* Task requirements:
Among the entries below, take the line with "posture: an env" and the line with "guard never short-circuits.", and output them and every line between them exactly, with nothing else.

*** Opening of Data shown ***

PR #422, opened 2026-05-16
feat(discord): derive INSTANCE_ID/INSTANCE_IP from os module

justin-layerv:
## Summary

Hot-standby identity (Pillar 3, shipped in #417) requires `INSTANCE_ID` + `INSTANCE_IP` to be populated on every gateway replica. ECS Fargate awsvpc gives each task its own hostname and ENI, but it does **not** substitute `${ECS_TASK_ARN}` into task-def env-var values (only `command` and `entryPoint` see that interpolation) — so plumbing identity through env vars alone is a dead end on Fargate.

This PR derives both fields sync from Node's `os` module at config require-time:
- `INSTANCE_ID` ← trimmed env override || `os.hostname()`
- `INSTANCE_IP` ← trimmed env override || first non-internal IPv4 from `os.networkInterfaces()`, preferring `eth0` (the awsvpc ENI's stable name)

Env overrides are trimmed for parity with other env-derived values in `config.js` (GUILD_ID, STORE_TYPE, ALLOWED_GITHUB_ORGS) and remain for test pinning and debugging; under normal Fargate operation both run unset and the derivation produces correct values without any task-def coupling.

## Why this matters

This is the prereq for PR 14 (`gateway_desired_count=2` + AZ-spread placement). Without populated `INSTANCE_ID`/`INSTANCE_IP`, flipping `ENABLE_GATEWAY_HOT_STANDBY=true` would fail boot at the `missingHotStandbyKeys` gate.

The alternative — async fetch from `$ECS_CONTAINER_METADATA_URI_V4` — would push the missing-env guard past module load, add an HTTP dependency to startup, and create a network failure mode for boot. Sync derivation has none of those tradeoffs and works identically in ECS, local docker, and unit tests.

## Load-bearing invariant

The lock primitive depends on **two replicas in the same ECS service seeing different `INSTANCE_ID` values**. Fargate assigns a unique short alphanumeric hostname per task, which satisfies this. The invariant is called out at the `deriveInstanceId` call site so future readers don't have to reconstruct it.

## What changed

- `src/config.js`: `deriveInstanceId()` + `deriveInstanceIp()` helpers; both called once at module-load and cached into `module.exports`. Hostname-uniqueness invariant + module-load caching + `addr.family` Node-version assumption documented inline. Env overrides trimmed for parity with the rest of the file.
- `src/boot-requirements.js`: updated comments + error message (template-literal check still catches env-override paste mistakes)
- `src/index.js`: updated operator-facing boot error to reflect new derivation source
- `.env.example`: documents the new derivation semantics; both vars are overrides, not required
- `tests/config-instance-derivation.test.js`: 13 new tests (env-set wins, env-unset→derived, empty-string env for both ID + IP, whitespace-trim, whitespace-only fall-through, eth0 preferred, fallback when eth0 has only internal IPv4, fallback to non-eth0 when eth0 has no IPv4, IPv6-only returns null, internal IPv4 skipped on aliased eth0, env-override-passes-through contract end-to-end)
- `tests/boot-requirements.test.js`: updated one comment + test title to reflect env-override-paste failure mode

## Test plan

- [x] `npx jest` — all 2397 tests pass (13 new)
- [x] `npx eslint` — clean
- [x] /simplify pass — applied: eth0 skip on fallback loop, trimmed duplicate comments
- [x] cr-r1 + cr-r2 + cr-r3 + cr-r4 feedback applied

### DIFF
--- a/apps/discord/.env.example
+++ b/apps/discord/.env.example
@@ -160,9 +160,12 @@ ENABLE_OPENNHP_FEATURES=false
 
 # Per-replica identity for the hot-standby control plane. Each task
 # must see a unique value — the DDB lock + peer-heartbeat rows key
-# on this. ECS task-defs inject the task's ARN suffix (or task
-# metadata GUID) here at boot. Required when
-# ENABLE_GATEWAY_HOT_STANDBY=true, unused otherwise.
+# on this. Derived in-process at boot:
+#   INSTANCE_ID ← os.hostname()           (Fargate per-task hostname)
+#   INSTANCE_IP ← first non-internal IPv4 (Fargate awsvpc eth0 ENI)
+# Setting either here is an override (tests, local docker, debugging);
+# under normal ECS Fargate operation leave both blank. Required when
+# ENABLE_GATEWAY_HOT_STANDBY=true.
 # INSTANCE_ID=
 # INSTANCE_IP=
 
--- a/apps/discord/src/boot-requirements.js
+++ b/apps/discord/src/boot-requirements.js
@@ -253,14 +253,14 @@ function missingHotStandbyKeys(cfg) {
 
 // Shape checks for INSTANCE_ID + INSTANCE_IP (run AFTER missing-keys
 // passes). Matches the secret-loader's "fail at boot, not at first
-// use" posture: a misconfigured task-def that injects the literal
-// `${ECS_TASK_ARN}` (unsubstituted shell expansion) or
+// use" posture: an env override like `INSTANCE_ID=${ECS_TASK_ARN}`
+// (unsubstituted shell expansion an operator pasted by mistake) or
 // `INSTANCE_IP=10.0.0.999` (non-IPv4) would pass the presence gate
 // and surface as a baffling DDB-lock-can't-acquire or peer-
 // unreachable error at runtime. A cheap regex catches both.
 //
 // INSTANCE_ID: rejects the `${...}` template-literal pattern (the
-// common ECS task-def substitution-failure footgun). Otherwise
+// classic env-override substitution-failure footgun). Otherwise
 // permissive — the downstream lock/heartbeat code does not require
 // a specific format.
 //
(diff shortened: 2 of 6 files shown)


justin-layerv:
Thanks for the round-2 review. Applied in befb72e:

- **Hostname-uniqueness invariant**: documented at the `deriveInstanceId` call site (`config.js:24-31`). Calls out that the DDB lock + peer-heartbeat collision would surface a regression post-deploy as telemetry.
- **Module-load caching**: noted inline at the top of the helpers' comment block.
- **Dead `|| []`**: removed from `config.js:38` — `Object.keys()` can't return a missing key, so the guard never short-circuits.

*** Close of Data shown ***
*** Opening of Data shown ***

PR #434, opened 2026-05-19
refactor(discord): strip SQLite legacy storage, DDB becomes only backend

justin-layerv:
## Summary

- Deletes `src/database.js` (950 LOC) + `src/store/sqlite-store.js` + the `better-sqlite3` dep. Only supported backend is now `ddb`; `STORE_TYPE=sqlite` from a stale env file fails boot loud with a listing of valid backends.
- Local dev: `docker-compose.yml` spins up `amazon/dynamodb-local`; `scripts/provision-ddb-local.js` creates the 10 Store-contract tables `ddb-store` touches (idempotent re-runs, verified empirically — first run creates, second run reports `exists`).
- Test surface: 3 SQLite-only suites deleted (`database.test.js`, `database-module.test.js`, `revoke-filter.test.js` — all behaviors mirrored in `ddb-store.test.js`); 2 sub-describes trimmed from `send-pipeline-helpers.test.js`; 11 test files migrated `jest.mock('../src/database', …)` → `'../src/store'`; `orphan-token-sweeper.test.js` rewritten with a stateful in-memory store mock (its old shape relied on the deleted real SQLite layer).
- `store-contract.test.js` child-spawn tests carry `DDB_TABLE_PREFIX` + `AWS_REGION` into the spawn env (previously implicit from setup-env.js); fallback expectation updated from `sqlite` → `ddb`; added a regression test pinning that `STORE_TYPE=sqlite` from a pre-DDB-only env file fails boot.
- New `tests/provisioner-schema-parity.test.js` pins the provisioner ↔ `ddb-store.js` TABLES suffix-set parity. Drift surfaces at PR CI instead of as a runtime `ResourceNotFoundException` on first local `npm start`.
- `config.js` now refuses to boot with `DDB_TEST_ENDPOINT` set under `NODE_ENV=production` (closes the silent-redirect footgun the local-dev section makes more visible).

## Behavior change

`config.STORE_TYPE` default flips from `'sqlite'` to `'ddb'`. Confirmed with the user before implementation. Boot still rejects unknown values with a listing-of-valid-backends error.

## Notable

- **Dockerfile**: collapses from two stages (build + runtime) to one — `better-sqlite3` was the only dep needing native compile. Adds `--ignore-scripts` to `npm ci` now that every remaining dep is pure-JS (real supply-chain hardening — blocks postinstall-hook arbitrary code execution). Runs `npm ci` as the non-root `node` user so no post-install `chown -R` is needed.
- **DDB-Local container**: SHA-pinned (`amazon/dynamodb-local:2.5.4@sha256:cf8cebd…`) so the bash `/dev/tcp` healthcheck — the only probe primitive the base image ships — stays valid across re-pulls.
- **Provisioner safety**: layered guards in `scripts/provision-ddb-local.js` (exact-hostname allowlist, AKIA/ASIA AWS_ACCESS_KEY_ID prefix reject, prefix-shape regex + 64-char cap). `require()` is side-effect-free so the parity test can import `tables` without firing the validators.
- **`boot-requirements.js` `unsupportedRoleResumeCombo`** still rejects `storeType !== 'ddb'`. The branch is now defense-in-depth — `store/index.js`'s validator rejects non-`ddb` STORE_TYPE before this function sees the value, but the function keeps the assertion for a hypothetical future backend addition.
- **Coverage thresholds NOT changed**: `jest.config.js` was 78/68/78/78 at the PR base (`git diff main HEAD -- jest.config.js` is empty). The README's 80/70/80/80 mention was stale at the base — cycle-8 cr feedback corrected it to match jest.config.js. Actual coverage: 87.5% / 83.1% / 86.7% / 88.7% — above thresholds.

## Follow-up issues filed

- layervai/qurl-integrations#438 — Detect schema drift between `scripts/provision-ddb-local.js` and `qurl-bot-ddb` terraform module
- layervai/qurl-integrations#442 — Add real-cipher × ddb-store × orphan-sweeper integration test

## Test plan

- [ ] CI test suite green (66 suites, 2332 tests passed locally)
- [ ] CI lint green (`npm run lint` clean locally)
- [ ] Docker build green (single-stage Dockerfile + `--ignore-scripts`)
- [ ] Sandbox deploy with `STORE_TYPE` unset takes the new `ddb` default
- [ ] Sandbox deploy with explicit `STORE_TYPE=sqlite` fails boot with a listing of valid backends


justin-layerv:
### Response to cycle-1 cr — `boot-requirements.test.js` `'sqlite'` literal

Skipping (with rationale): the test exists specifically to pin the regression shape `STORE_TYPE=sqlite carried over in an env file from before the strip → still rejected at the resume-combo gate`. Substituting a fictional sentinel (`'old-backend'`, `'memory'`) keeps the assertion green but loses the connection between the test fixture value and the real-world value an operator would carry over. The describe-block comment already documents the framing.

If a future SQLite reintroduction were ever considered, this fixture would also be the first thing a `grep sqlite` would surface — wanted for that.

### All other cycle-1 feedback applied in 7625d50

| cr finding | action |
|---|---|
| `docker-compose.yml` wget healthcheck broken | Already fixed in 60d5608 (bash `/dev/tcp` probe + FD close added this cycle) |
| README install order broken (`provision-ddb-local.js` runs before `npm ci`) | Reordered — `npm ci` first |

*** Close of Data shown ***

* Reply:
+// use" posture: an env override like `INSTANCE_ID=${ECS_TASK_ARN}`
+// (unsubstituted shell expansion an operator pasted by mistake) or
 // `INSTANCE_IP=10.0.0.999` (non-IPv4) would pass the presence gate
 // and surface as a baffling DDB-lock-can't-acquire or peer-
 // unreachable error at runtime. A cheap regex catches both.
 //
 // INSTANCE_ID: rejects the `${...}` template-literal pattern (the
-// common ECS task-def substitution-failure footgun). Otherwise
+// classic env-override substitution-failure footgun). Otherwise
 // permissive — the downstream lock/heartbeat code does not require
 // a specific format.
 //
(diff shortened: 2 of 6 files shown)


justin-layerv:
Thanks for the round-2 review. Applied in befb72e:

- **Hostname-uniqueness invariant**: documented at the `deriveInstanceId` call site (`config.js:24-31`). Calls out that the DDB lock + peer-heartbeat collision would surface a regression post-deploy as telemetry.
- **Module-load caching**: noted inline at the top of the helpers' comment block.
- **Dead `|| []`**: removed from `config.js:38` — `Object.keys()` can't return a missing key, so the guard never short-circuits.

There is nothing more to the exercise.